The Colon Free Zone (CFZ) today should open new markets, such as Cuba that is very attractive, said Augusto Arosemena, Minister of Trade and Industry (MITI) in a meeting with national and foreign journalists. In analyzing the economic crisis in the enclave sexagenarian, located at the Atlantic entrance of the Panama Canal, Arosemena said his future is outlined with a strategic reorientation including model change entrepot trade with high inventories in warehouses maintained for 68 years.
They begin to develop in the country regional distribution centers of multinationals, both in the ZLC, and in the southern Pacific Panama Free Zone, where goods are packed with essential information and signage for the retail network in each country, reported.
He gave the example of the Swiss transnational Nestle food, which installed on the Isthmus headquarters for purchases for factories in Latin America and the Caribbean, the third in the world after Switzerland and Malaysia; and also he referred footwear producers and appliances distributed from here to the region.
However, encourage manufacturing to turn Panama into producing country is now challenging the government when the Panama Canal expansion opens, Arosemena said.
Currently the highest earners of the nation come from services, mainly of the Panama Canal and its logistics system, banks and domestic trade, but the owner considers to be leveraged to manufacturing and value added that growing traffic of raw materials and products semi-finished.
He said he was proud when he visited the plant of an American company 3M, adjacent to the capital, where they produce abrasives and read “Made in Panama”, something that “we are not used Panamanians” he said.

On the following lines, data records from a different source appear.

PR #2952, opened 2020-12-17
Remove node version checks in tests

samtstern:
### Description

Follow up to #2620, undoes the testing hack from #2754

Note that the Hosting integration test actually **did not run** as part of the v9 release because the env var check was looking for Node 8 only.

### Scenarios Tested

N/A

### Sample Commands

N/A


scripts/triggers-end-to-end-tests/tests.ts
```diff
@@ -1,3 +1,5 @@
+/* eslint-disable prefer-arrow-callback */
```
samtstern, line 1: This lint rule did not play nice with tests that need the mocha callbacks with `(this)`

bkendall: It looks like this can be removed and the test "should have have triggered cloud functions" can be changed to an arrow function (it specifies `this` as an argument to `function` but doesn't use `this`, so that's why it's failing).

bkendall (changes requested):

samtstern:
@bkendall good catch on the lint thing, fixed.  I'm gonna step away from the computer now (and start the long weekend).  If there's anything else to do on this PR feel free to just fork my branch and abandon this one since this PR is (imo) relatively important and I don't want to block it.

bkendall (approved):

On this opening, where foreign capital predominates, academic Rubiel Cajar said in an interview with Prensa Latina, which is a tax model after the US invasion of 1989 and defended by four local power groups emerged after the conflict, who dominate the economy , politics and mainstream media.
“In recent years the government structures have it imposed laws, stocks, investments and infrastructure leading to Panama to create economic spaces within the national territory for large transnational corporations use by business platform,” he said.

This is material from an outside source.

PR #2972, opened 2020-12-27
Auth Emulator: Google Sign In auto-generated user information email change

eligeske:
The `auto-generate user information` is awesomely simple and helpful. Thanks!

To do this they copied the Singapore model, which was characterized by brindadas to foreign entities facilities, including the adoption of laws and subsidiary, where the foreign operator reaches prerogatives as a passport for five years and benefits similar to those diplomats , he claimed.
Despite the flourishing exhibiting the country in the last 14 years-the economy grew from 13 billion dollars in 2000 to 45 billion in 2014 is a question that most Panamanians are made: where they end up riches ? said professor.